I’ve been spending the week on Zoom calls with the North Carolina Association of Educators. We started on Monday by talking about the best thing about our region of the state. Here in WNC a lot of people said Waterfalls, or Nina Simone, or breweries. In the east, people talked about the beaches, or Wilmington downtown, or Eastern-style barbecue. In the Piedmont, they talked about NCCU, or Lexington-style barbecue, or the Greensboro sit-ins.
There’s a lot to be proud of in our state, and I assure you that if someone had come into that group and blathered about how the South stinks, they would’ve gotten the shit blessed out of their heart.
But there’s a world of difference between what we were talking about there, and the “Southern Pride” that people usually talk about under that name. The people who are thrilled about Morehead College are very rarely the people being referenced by the “Southern Pride” crowd.
To be fair, there were explicitly racist towns in the North as well. For example, towns like Darien, Connecticut didn’t allow black people in town after dark. And developments like Levittown didn’t allow leases or sales to non-whites.

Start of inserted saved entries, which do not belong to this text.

PR #5723, opened 2025-01-13
Fix unconfirmed badge on broken RBF txs

mononaut:
This PR fixes an edge case where replaced/evicted transactions can be labeled "unconfirmed" instead of "replaced" or "removed" if they get evicted from the mempool indirectly, making it unclear whether the transaction is still in the mempool or not.

### Testing

To reproduce (best on regtest):

- submit a parent transaction
- submit a child transaction
- RBF the child
- RBF the parent
- visit either of the child txids
- observe that the transaction is labeled "unconfirmed", despite being evicted from the mempool (due to the replaced parent)

Screenshot 2025-01-14 at 6 30 43 AM

With this PR, the transaction will be correctly labeled "removed" instead.

Screenshot 2025-01-14 at 6 31 47 AM

### DIFF
--- a/frontend/src/app/components/transaction/transaction.component.html
+++ b/frontend/src/app/components/transaction/transaction.component.html
@@ -24,6 +24,7 @@
           [height]="tx?.status?.block_height"
           [replaced]="replaced"
           [removed]="this.rbfInfo?.mined && !this.tx?.status?.confirmed"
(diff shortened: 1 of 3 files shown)


softsimon (approved):
partially tested ACK @ [6a4aeaf7e]

PR #5724, opened 2025-01-14
Fix textarea keyboard navigation

natsoni:
This PR fixes left / right keyboard navigation in `textarea` elements (such as on the push transaction page).


softsimon (approved):
utACK

PR #5725, opened 2025-01-14
avoid creating incomplete RBF trees

mononaut:
Fixes a bug where partial RBF trees could be created in the case where all of the replaced transactions already belonged to different trees.

Screenshot 2025-01-14 at 6 36 48 AM

This can occur where two separate new transactions txB and txC each spend a different input of the same evicted transaction txA, in the same mempool update (or within a short period).

This PR fixes the bug by checking if all of the "replaced" transactions in an identified RBF event already belong to other trees before proceeding to create a new RBF tree.


softsimon (approved):
partially tested ACK @ [4dcbccd]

[quote=Slow Moving Vehicle](Obligatory nitpickery - the “Stars and Bars” is not …)[/quote]Thank you. I was doing a potty dance reading through the thread to make sure this ground didn’t get covered before I started scorching it. I’m not sure whether or not the Flag of the Confederacy is cool either, but the battle rag certainly is in poor taste for a lot of reasons.
Regarding HMS_Irruncible’s observation about “pride”, perhaps The South would be looked down on less if there were less emphasis on it being a separate part of the nation. Almost nobody refers to The North unironically, presumably because The North was always The United States of America. The South seems only to exist as the entity that attempted to secede and wound up not being the region that wrote the history texts documenting that event.
ETA: JFC, now I gotta relearn all over how to code posts?
First of all there was slavery in the North in the early part of US history, but the North largely abolished it within feeling compelled to invent a new form of servitude in its place. And second, when “decent people” inherit an evil “enigma” they figure out a way to end it. Anything else is using the excuse of the white man’s burden. Oh, those poor oppressed white southerners! Yes, there was oppression against the poor whites, but the wealthy were large and in charge and wanted no change because they valued their money and convenience over the lives of their fellow human beings.
In other words, cowardice.
There were some genuinely decent Southern whites - but by and large they would have to leave the South to escape being part of that society. That just left a higher concentration of evil, racist crap behind that continued to oppress the hell out of anyone who wasn’t white enough in their eyes.
If you broke away from that good for you. It’s just a damn shame that the majority did not.
There’s a famous Ursula Le Guin story, “The Ones Who Walk Away from Omelas,” about people who have the courage to leave an unjust society. NK Jemisin recently wrote a rejoinder short story, “The Ones Who Stay and Fight.” Her thesis, broadly speaking, is that staying in an unjust society to change it takes a lot MORE courage.
Yeah, there are decent Southern whites. They gotta struggle against social conditioning that encourages them at every turn to be cowardly in the face of racism, to accept the fruits of white supremacy and racial terror.
Yes, but the difference is that this stuff wasn’t codified into law, and wasn’t nearly as pervasive as in the south. DrCube’s assertion that writing down Jim Crow laws is somehow better by being out in the open is crap. We had de facto segregation by neighborhood, sure, but not in our schools. This was in the '50s and '60s, when the Southerners were still electing racist governors by large margins.
It continued. I lived in SW Louisiana for 3 years, and when we moved to New Jersey in 1980 we suddenly realized that in the North black people went to restaurants we went to, while in the South they didn’t. No laws, just culture.
Racism by default and by companies is bad - racism enforced with the barrel of a gun is worse. A lot worse.
Personally I don’t get the regional pride thing. I come from Boston: cradle of the Revolution, and home to some kick-ass sports teams and some of the best universities in the world, but I had nothing to do with any of that. Why would I get pride out of it? Why does someone feel pride because of the accident of their birth?